Mr. Trump’s transition team has indicated that he may continue to use the property after he moves into the White House, which will bring new kinds of disruptions to a town where a loose horse or a stranded hay truck is usually the most difficult traffic problem.
“With the highway getting shut down for his motorcade to come in, that’s something we’re not used to,” said Ray Goettel, 22, a truck driver and a captain with the Far Hills-Bedminster Fire Department. For Mr. Goettel and other members of local emergency services, solutions to novel situations — like how to respond to a fire alarm at the golf club when it is cordoned off by security — are still being figured out.

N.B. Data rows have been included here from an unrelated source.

PR #1060, opened 2025-03-05
Migrate to Tailwind V4

hamo225:
RISDEV-6434


frontend/package.json
```diff
@@ -82,7 +82,7 @@
     "postcss": "~8.5.3",
     "prettier": "~3.5.3",
     "prettier-plugin-tailwindcss": "~0.6.11",
-    "tailwindcss": "~3.4.17",
+    "tailwindcss": "^4.0.7",
```
andreasphil: todo: should be "~" instead of "^"

frontend/src/components/RisLawPreview.vue
```diff
@@ -413,103 +413,122 @@ const slots: SetupContext["slots"] = useSlots()
 
 <style scoped>
 .preview-container:focus :deep(.focused) {
```
andreasphil, line 415: question: can't we use `@reference` for this? Same for the styles in the other components

frontend/src/components/RisLawPreview.vue
```diff
@@ -413,103 +413,122 @@ const slots: SetupContext["slots"] = useSlots()
...
 }
 
 .default-norm-style :deep(:is(table, thead, td)) {
-  @apply border border-blue-400;
+  border: 1px solid var(--color-blue-400);
 }
 
 .default-norm-style :deep(:is(thead, td:first-child)) {
-  @apply font-bold;
+  font-weight: 700;
```
andreasphil: todo: use the [variable for the font weight](https://tailwindcss.com/docs/font-weight#customizing-your-theme) instead. Same for the other usage of `font-weight` with different weights

frontend/src/views/amending-law/affected-documents/references/RisRefEditor.vue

“I don’t know if it’s really hit us yet,” Mr. Goettel said. “People who didn’t know about your town are now like, ‘Oh, that’s the place where Trump is.’ It’s getting the spotlight. That is not what the town is used to.”
Before Mr. Trump’s arrival as president-elect in November, Bedminster was asked to assign most of its 16-person police force to the task of blocking roads and patrolling perimeters, according to Steven E. Parker, the town’s part-time mayor, who also runs a local airport. It was a “hair-on-fire type moment,” the mayor, a Republican, recalled.